I found the Cody's Lab videos from Scott Manley's video as described in this answer. Browsing through I learned from the first 30 seconds of Hot Wax Bottle? that the phase change of wax was used on the Apollo Lunar Roving Vehicles.

Power was provided by two 36-volt silver-zinc potassium hydroxide non-rechargeable batteries with a capacity of 121 A·h each (a total of 242 A·h), yielding a range of 57 miles (92 km).[16] These were used to power the drive and steering motors and also a 36-volt utility outlet mounted on the front of the LRV to power the communications relay unit or the TV camera. LRV batteries and electronics were passively cooled, using change-of-phase wax thermal capacitor packages and reflective, upward-facing radiating surfaces. While driving, radiators were covered with mylar blankets to minimize dust accumulation. When stopped, the astronauts would open the blankets, and manually remove excess dust from the cooling surfaces with hand brushes.

How much wax was carried to the Moon for this reason? Was there any way to judge how much wax had melted, and how much remained solid, or some kind of "your wax is toast" warning when no more solid wax available for phase change?


Looking here the mass is shown as 2.25lbs. They list motor and battery temperature sensors, backed up by information elsewhere on what sensors made it onto the rover instrument cluster but that would only provide limited information on the wax state.

Would be interesting if the full transcript that went with the presentation was available but the fact they describe several different temperature prediction models tried during the program is suggestive that they had no way of directly reading what state the wax was at once it reached the phase change temperature and depended on ground based live modeling to plan EVAs rather than anything available on the moon.

An interesting candidate to give a state indication should there have been time/mass/need are these.

  • $\begingroup$ The NASA link is fascinating! Since links break over time, it would be great if you could choose a few screenshots of key images or points, and include them here? It's not necessary but future readers may thank you. $\endgroup$
    – uhoh
    Oct 21 '18 at 6:59

The LRV Manual states that 3.5 lb of octadecane wax was used for the Drive Controller Electronics (DCE) and 2.5 lb of eicosane wax was used for the Signal Processing Unit (SPU) .
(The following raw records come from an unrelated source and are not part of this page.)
PR #1893, opened 2026-03-26
fix: guard standalone MCP CallToolRequestSchema registration against TS2589

Yeachan-Heo:
## Summary
- harden the standalone MCP `CallToolRequestSchema` registration behind a narrow local registrar type
- keep the workaround scoped to the historical TS2589 hotspot instead of casting the whole `server` as `any`
- preserve current `dev` behavior, including tool `isError` propagation and the rest of the standalone server logic

## Context
Closed PR #1892 documented a reproducible `TS2589: Type instantiation is excessively deep and possibly infinite` failure at:

- `src/mcp/standalone-server.ts`
- `server.setRequestHandler(CallToolRequestSchema, async (request) => ...)`

In this worktree, current `dev` built cleanly, so this PR ports the same protection as a narrower compatibility shim rather than the broader historical `(server as any)` cast.

## Verification
- `npx tsc --pretty false --noEmit`
- `npx -p typescript@5.7.2 tsc --pretty false --noEmit`
- `npm run build`
- `npx vitest run src/__tests__/standalone-server.test.ts`

### DIFF
--- a/src/mcp/standalone-server.ts
+++ b/src/mcp/standalone-server.ts
@@ -14,6 +14,7 @@ import {
   CallToolRequestSchema,
   ListToolsRequestSchema,
 } from '@modelcontextprotocol/sdk/types.js';
+import type { CallToolRequest, CallToolResult } from '@modelcontextprotocol/sdk/types.js';
 import { lspTools } from '../tools/lsp-tools.js';
 import { astTools } from '../tools/ast-tools.js';
 // IMPORTANT: Import from tool.js, NOT index.js!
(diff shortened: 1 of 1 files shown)


Yeachan-Heo:
Runtime blocker found during OMX review.

The current fix detaches `server.setRequestHandler` into a standalone alias before calling it. In `@modelcontextprotocol/sdk`, that method depends on `this.assertRequestHandlerCapability(...)`, so the detached call loses `this` and breaks standalone server startup at runtime.

Local repro on the PR branch:
- `node dist/mcp/standalone-server.js < /dev/null`
- exits with `TypeError: Cannot read properties of undefined (reading 'assertRequestHandlerCapability')`

So although CI is green, the standalone MCP server path is currently runtime-broken. The fix direction should keep the narrowed type escape, but preserve a bound/direct call shape instead of extracting the method unbound.

—

PR #1896, opened 2026-03-26
fix: resolve 6 verified bugs across hooks, team, state, and config

riftzen-bit:
## Summary

- **team-worker-hook**: missing heartbeat file returned `fresh:true`, causing false "all workers idle" notifications → fixed to `fresh:false`
- **mode-state-io**: shared `.tmp` path race condition → replaced with `atomicWriteJsonSync`
- **runtime**: task orphaned as `in_progress` when tmux pane creation fails → now reverts to `pending`
- **mcp-comm**: inbox file overwritten before dedup check → dedup runs first
- **plugin-setup**: duplicate dev paths removed (2 identical entries)
- **package.json**: broken `ask:codex`/`ask:gemini` script entries removed (files don't exist)

## Process

- 6 parallel Sonnet agents scanned entire codebase (~91K lines TS)
- 50+ bug reports generated → manually verified each one
- 20+ false positives eliminated through code reading + runtime testing
- Only confirmed bugs with concrete failure scenarios were fixed

## Test plan

- [x] `npm run build` passes (same pre-existing warning only)
- [x] `npm test`: 373 pass / 1 fail (pre-existing) / 7 skipped — zero regression
- [x] Each fix is minimal and scoped to prevent side effects

### DIFF
--- a/src/team/runtime.ts
+++ b/src/team/runtime.ts
@@ -1,29 +1,45 @@
-import { mkdir, writeFile, readFile, rm, rename } from 'fs/promises';
-import { join } from 'path';
-import { existsSync } from 'fs';
-import type { CliAgentType } from './model-contract.js';
-import { buildWorkerArgv, resolveValidatedBinaryPath, getWorkerEnv as getModelWorkerEnv, isPromptModeAgent, getPromptModeArgs, resolveClaudeWorkerModel } from './model-contract.js';
-import { validateTeamName } from './team-name.js';
+import { mkdir, writeFile, readFile, rm, rename } from "fs/promises";
+import { join } from "path";
+import { existsSync } from "fs";
+import type { CliAgentType } from "./model-contract.js";
 import {
-  createTeamSession, spawnWorkerInPane, sendToWorker,
-  isWorkerAlive, killTeamSession, resolveSplitPaneWorkerPaneIds, waitForPaneReady,
-  type TeamSession, type WorkerPaneConfig,
-} from './tmux-session.js';
+  buildWorkerArgv,
+  resolveValidatedBinaryPath,
+  getWorkerEnv as getModelWorkerEnv,
+  isPromptModeAgent,
+  getPromptModeArgs,
+  resolveClaudeWorkerModel,
+} from "./model-contract.js";
+import { validateTeamName } from "./team-name.js";
 import {
-  composeInitialInbox, ensureWorkerStateDir, writeWorkerOverlay, generateTriggerMessage,
-} from './worker-bootstrap.js';
-import { cleanupTeamWorktrees } from './git-worktree.js';
+  createTeamSession,
+  spawnWorkerInPane,
+  sendToWorker,
+  isWorkerAlive,
+  killTeamSession,
+  resolveSplitPaneWorkerPaneIds,
+  waitForPaneReady,
+  type TeamSession,
+  type WorkerPaneConfig,
+} from "./tmux-session.js";
+import {
+  composeInitialInbox,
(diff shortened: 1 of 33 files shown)


src/team/runtime.ts
```diff
@@ -690,13 +690,22 @@ export async function spawnWorkerForTask(
...
+      '-d', '-P', '-F', '#{pane_id}',
+      '-c', runtime.cwd,
+    ]);
+    paneId = splitResult.stdout.split('\n')[0]?.trim() ?? '';
+  } catch {
+    paneId = '';
+  }
+  if (!paneId) {
+    // Revert task to pending so it can be reassigned
+    await resetTaskToPending(root, taskId, runtime.teamName, runtime.cwd);
```
Yeachan-Heo: This avoids leaving the task stuck in `in_progress`, but it can still strand the team. In the watchdog flow, once we kill the dead pane we remove the worker from `runtime.activeWorkers`. If `spawnWorkerForTask()` then hits this branch, the task goes back to `pending` and returns ``, but nothing schedules another spawn attempt. Subsequent watchdog ticks bail out at `if (workers.length === 0) return`, so the team can sit forever with pending work and no active workers. I think this path needs either: (a) rethrow/propagate the spawn failure so the watchdog can retry/fail loudly, or (b) explicit recovery logic when pending tasks exist and `activeWorkers.size === 0`.

ryan-mt:
Thanks for the review! Both blockers were addressed in follow-up commits:

**Blocker 1 (`mcp-comm.ts`)** — Fixed in `4b83c8ae`:
`writeWorkerInbox` is now wrapped in try/catch. On failure, `markImmediateDispatchFailure()` transitions the dispatch request to `failed`, preventing stuck pending requests that later retries would dedupe against.

**Blocker 2 (`runtime.ts`)** — Fixed in `5d7135f3`:
`resetTaskToPending` is now wrapped in try/catch with a silent fallback. If the revert fails, the task stays `in_progress` (same as before this PR) and the watchdog handles it via its existing liveness checks. If the revert succeeds, the task is `pending` and eligible for reassignment by the watchdog's respawn loop.

Net effect: both failure paths are now strictly better than the pre-PR behavior (task stuck `in_progress` forever / inbox silently overwritten), with no new exception propagation risk.

Could you re-review with the full 3-commit diff?

Yeachan-Heo:
Thanks for the fixes here — CI is green and the mcp-comm rollback path looks better now.

There is still one merge blocker in `src/team/runtime.ts`:
- on tmux `split-window` failure, `spawnWorkerForTask()` now resets the task back to `pending` and returns `""`, which is an improvement
- but in the `startTeam()` startup spawn loop that failure is still effectively swallowed
- if initial pane creation fails for all startup workers, `activeWorkers` stays empty, the watchdog keeps no-oping on `if (workers.length === 0) return;`, and pending tasks can remain stuck forever with no respawn or terminal failure path

So this improves the original stuck-`in_progress` bug, but the zero-active-worker deadlock is still a real blocker. Please fix that startup recovery/failure path and I’ll re-check.

—

Yeachan-Heo:
Thanks for the thorough bug hunting! However, we'd prefer these fixes split into separate PRs — one fix per PR makes review and bisection much easier.

Please split this into 6 individual PRs (one per bug fix), each targeting `dev`:
1. team-worker-hook heartbeat fix
2. mode-state-io atomic write race condition
3. runtime task orphan revert
4. mcp-comm inbox dedup ordering
5. plugin-setup duplicate dev paths
6. package.json broken script entries

Each PR should have its own test coverage and a focused description. Happy to review them individually once split!

—

Issue #1897, opened 2026-03-27
`.omc` directory created in `$HOME` instead of following XDG Base Directory Specification


untainsYD:
## Context

The `.omc` directory is created directly in `$HOME` (`~/.omc/`) instead of respecting the XDG Base Directory Specification, which is the standard on Linux/Unix 

## Expected Behavior

The directory should be placed under `$XDG_CONFIG_HOME` (default `~/.config/`):
`~/.config/omc/` or following existing variable: `OMC_STATE_DIR=/home/untainsYD/.config/claude/omc`.

 or under `$XDG_DATA_HOME` (`~/.config/local/share/omc/`) if it contains data rather than config.

## Actual Behavior

`~/.omc/` is created directly in `$HOME`.

## Why This Matters

The XDG Base Directory Specification keeps home directories clean by application files in designated subdirectories. Placing `.omc` in `$HOME` pollutes the home directory and is inconsistent with the standard.

Correct implementation:
```js
      import os from 'os'
      import path from 'path'

      const configDir = process.env.XDG_CONFIG_HOME
        ?? path.join(os.homedir(), '.config')
      const omcDir = path.join(configDir, 'omc')
```

## References
- https://specifications.freedesktop.org/basedir-spec/latest/
- https://github.com/anthropics/claude-code/issues/1455

PR #1898, opened 2026-03-27
Fix XDG-aware global OMC config/state paths on Unix

Yeachan-Heo:
## Summary
- fix issue #1897 by making user-global OMC config/state paths XDG-aware on Linux/Unix instead of defaulting to `~/.omc`
- keep explicit overrides (`OMC_HOME`, `OMC_JOBS_DIR`, `OMC_TEST_REGISTRY_DIR`, `OMC_MCP_REGISTRY_PATH`) authoritative
- preserve backward compatibility with legacy `~/.omc` fallback reads for touched config/state consumers

## What changed
- added shared global OMC path helpers in `src/utils/paths.ts`
- migrated targeted global consumers away from raw `~/.omc` joins:
  - team jobs CLI/MCP runtime
  - session registry and reply listener state
  - rate-limit daemon state files
  - state-manager global state path
  - code-simplifier + persistent-mode global config reads
  - installer MCP registry paths
- updated targeted docs/tests for XDG defaults and legacy fallback behavior

## Verification
- `npx vitest run src/utils/__tests__/paths.test.ts src/notifications/__tests__/session-registry.test.ts src/installer/__tests__/mcp-registry.test.ts src/__tests__/installer-mcp-config.test.ts src/hooks/persistent-mode/__tests__/idle-cooldown.test.ts`
- `npm run build`

## Compatibility notes
- project-local `.omc/` behavior is unchanged
- `OMC_STATE_DIR` semantics are unchanged
- legacy `~/.omc` config/state is still read as a fallback in the touched readers where needed

### DIFF
--- a/docs/REFERENCE.md
+++ b/docs/REFERENCE.md
@@ -512,7 +512,11 @@ Oh-my-claudecode includes 31 lifecycle hooks that enhance Claude Code's behavior
 
 The `code-simplifier` Stop hook automatically delegates recently modified source files to the
 `code-simplifier` agent after each Claude turn. It is **disabled by default** and must be
-explicitly enabled via `~/.omc/config.json`.
+explicitly enabled via the global OMC config file:
+
+- Linux/Unix default: `${XDG_CONFIG_HOME:-~/.config}/omc/config.json`
+- macOS/Windows legacy/default path: `~/.omc/config.json`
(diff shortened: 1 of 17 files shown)


untainsYD:
@Yeachan-Heo, thank you for providing this feature, it works fine except hood
image

It still somehow gets into the home directory instead of following `OMC_STATE_DIR` var.

PR #1933, opened 2026-03-28
feat(hud): show cache token hit rate in token usage display

2233admin:
## Summary

Surfaces prompt cache effectiveness directly in the HUD status line by parsing and displaying cache token fields from the Claude API response.

### `src/hud/types.ts`
Extend `LastRequestTokenUsage` interface with two optional fields:
- `cacheReadTokens?` — tokens served from prompt cache
- `cacheCreationTokens?` — tokens written to prompt cache

### `src/hud/transcript.ts`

During operation, the 60 pound batteries were a great heat sink for their own internally generated heat, and an additional heat sink for some of the other electronic components. Flexible thermal straps were designed and tested to enable heat conduction from the Signal Processing Unit (SPU) to Battery 1 and from the Directional Gyro Unit (DGU) to Battery 2. The Drive Controller Electronics (DCE) had to be positioned too far from the batteries for effective thermal strapping. Passive thermal “heatpipes”, which are used extensively on present day spacecraft, were not mature enough designs at the time of LRV development, so another heat storage and transfer method was needed. Therefore, fusible mass “wax tanks” were used to store excess heat generated in the DCE (3.5 lbs. of Octadecane wax) and also for the SPU (2.25 lbs. of Eicosane wax) during operation.

The added advantage of these wax tanks was that they acted as “thermal dampers”, that maintained the DCE and SPU at constant temperatures while the wax was being melted. Then, the wax would be solidified for re-use when the dust covers were opened at the end of driving on each EVA and thermal radiators on top of the batteries and wax tanks were exposed. It was planned to have the dust covers automatically close using bi-metallic spring actuators when battery temperatures reached a safe lower temperature.